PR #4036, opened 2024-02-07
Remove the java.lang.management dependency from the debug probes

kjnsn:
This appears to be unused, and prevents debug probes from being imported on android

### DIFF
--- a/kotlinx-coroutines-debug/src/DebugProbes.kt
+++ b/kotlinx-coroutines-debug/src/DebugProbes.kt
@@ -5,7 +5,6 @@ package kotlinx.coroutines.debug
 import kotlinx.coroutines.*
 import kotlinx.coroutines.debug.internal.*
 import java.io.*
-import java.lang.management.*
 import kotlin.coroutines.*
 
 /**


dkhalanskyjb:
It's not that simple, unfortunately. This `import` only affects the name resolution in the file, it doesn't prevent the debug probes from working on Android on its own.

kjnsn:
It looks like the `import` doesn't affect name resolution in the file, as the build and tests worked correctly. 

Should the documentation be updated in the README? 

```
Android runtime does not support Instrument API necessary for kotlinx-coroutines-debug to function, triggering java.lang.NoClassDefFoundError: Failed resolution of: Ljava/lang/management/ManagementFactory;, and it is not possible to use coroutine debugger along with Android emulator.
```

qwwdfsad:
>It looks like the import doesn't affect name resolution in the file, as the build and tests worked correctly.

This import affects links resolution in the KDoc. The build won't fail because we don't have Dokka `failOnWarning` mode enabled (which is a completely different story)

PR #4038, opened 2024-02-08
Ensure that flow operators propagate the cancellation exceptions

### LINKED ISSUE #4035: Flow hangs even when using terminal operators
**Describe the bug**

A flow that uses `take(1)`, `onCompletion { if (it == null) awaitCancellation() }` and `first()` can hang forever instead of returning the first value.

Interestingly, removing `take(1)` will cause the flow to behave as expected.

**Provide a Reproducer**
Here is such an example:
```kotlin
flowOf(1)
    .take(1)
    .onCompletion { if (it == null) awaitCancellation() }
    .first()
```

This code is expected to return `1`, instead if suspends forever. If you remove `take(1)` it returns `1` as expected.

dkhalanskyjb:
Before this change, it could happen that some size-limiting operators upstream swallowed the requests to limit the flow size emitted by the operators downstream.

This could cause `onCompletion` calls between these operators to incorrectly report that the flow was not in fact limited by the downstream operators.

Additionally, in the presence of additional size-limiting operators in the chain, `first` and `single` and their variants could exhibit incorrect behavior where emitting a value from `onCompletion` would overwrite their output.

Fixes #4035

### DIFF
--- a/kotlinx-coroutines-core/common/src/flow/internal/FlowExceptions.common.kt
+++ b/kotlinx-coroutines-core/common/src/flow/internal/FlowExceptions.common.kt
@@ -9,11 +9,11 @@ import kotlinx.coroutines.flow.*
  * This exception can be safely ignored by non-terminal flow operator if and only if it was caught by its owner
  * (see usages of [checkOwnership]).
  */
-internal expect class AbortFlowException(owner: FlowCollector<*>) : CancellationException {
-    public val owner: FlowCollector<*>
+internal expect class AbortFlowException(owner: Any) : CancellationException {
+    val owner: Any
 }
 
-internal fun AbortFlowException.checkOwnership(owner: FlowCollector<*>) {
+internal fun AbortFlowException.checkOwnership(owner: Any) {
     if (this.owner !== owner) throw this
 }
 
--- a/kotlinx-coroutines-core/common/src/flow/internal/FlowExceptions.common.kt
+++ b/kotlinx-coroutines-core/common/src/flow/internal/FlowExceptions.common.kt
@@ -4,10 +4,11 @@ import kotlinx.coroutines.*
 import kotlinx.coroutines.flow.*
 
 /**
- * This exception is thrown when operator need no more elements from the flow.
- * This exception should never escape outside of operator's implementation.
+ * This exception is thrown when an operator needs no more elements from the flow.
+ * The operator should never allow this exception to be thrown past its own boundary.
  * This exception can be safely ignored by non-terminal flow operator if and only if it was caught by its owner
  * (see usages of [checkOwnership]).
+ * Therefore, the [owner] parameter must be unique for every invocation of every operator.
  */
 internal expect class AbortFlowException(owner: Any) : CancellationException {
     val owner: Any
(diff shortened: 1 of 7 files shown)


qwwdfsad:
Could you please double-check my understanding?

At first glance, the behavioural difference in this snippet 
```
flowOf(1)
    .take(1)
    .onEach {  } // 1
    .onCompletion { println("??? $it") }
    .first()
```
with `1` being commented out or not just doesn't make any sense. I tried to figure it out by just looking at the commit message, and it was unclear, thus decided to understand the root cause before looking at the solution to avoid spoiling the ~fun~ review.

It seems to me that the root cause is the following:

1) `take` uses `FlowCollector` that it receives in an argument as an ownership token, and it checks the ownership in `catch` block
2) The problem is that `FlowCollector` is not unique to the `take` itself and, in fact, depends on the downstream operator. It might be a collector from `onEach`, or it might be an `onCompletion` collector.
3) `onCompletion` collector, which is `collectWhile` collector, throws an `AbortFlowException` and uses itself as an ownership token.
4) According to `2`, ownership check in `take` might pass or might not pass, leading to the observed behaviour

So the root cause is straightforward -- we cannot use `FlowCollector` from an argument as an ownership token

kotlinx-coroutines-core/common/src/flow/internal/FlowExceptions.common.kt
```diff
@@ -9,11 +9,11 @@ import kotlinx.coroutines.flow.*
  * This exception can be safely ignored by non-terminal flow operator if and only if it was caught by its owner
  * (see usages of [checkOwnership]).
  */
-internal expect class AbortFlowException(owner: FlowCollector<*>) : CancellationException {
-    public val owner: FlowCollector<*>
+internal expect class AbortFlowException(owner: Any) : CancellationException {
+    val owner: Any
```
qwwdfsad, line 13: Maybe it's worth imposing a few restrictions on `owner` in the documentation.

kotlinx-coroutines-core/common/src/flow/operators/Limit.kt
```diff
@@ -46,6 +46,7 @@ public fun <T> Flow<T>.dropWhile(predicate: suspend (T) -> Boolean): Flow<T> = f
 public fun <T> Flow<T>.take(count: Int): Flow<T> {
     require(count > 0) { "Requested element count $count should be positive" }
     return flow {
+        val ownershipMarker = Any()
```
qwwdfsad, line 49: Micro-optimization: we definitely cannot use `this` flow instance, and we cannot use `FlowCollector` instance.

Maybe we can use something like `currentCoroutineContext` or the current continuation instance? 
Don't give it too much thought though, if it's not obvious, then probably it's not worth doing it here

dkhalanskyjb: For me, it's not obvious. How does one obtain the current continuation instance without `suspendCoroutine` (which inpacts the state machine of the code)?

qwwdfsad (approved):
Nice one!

• • • • •

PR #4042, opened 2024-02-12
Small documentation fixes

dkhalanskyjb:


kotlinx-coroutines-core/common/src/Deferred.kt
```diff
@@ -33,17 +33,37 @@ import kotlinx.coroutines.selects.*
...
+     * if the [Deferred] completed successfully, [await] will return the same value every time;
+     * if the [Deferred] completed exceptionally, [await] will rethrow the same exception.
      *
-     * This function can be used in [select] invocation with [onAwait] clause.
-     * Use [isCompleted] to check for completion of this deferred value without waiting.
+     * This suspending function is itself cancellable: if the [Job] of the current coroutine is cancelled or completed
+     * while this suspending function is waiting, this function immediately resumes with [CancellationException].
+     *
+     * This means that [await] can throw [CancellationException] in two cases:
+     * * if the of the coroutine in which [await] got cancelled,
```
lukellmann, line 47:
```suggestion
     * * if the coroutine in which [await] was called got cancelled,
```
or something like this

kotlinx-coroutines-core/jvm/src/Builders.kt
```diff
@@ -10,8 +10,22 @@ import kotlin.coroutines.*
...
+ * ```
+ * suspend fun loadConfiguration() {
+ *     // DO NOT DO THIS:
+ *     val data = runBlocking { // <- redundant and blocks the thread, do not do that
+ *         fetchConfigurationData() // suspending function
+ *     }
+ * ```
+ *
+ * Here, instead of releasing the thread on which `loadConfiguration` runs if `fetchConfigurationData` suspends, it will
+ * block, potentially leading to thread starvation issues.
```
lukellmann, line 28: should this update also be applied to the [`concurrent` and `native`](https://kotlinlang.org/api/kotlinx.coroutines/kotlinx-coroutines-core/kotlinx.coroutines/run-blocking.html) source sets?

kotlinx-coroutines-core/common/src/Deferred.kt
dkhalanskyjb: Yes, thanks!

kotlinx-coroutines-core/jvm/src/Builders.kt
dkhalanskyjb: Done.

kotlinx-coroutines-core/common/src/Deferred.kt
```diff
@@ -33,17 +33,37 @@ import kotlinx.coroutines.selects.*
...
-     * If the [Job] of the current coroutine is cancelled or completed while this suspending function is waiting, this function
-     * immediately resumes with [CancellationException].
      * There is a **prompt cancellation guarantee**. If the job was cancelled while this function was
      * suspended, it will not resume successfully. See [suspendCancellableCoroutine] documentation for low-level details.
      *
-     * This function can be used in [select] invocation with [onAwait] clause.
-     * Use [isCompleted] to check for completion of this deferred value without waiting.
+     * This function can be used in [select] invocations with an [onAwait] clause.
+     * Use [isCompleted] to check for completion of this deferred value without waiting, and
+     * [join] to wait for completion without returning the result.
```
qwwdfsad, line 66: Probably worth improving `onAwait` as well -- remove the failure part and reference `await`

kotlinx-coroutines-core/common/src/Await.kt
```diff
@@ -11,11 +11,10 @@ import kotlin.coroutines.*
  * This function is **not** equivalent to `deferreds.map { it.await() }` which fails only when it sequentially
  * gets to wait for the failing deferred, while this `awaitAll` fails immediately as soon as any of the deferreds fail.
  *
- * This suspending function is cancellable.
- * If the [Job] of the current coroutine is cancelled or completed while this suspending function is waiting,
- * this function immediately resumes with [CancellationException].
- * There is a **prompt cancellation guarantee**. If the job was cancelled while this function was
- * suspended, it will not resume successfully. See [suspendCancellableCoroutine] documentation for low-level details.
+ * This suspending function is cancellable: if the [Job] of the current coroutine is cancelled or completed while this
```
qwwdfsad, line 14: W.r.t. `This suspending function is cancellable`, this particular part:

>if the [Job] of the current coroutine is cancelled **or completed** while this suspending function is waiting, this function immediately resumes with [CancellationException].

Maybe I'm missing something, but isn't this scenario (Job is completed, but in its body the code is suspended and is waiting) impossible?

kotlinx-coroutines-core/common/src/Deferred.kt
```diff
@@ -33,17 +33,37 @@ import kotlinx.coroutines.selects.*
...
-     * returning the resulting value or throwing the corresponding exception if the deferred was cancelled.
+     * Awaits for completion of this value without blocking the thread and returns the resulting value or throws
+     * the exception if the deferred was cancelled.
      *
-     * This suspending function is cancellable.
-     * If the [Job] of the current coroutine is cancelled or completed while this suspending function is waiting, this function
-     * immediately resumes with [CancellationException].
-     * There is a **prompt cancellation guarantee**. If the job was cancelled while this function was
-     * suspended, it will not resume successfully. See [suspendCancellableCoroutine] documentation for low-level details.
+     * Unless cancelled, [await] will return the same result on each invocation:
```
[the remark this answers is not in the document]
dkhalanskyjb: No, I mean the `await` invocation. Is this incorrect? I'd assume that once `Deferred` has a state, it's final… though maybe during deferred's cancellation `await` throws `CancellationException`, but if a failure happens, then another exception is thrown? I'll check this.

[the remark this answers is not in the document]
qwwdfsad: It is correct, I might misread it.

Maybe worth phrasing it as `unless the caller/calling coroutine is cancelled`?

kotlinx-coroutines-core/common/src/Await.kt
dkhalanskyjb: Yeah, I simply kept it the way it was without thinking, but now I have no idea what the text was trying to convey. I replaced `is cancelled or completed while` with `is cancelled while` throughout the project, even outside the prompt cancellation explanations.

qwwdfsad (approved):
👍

• • • • •

DIRECTIONS FOR THIS TASK:
Copy out all lines of the material containing the word "obvious".

ANSWER TO THIS EXERCISE:
Don't give it too much thought though, if it's not obvious, then probably it's not worth doing it here
dkhalanskyjb: For me, it's not obvious. How does one obtain the current continuation instance without `suspendCoroutine` (which inpacts the state machine of the code)?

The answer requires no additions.